▶ [DIRECTIONS]
Restate word for word the lines beginning with the one that contains "[non-modular] Disables broken" and ending at the bottom of the records below, both included.

(Beginning of INPUT MATERIAL)

PR #5777, opened 2021-05-18
[non-modular] Disables broken shuttle catastrophe event

NotRanged:
## About The Pull Request

Doesn't work with our current shuttle, setting occurrences to 0 makes it not roll and fail every now and then.

## Changelog
:cl:
fix: Made shuttle catastrophe unable to roll and fail, wasting an event roll.
/:cl:

### DIFF
--- a/code/modules/events/shuttle_catastrophe.dm
+++ b/code/modules/events/shuttle_catastrophe.dm
@@ -1,8 +1,8 @@
 /datum/round_event_control/shuttle_catastrophe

(End of INPUT MATERIAL)

▶ [TASK SOLUTION]
[non-modular] Disables broken shuttle catastrophe event

NotRanged:
## About The Pull Request

Doesn't work with our current shuttle, setting occurrences to 0 makes it not roll and fail every now and then.

## Changelog
:cl:
fix: Made shuttle catastrophe unable to roll and fail, wasting an event roll.
/:cl:

### DIFF
--- a/code/modules/events/shuttle_catastrophe.dm
+++ b/code/modules/events/shuttle_catastrophe.dm
@@ -1,8 +1,8 @@
 /datum/round_event_control/shuttle_catastrophe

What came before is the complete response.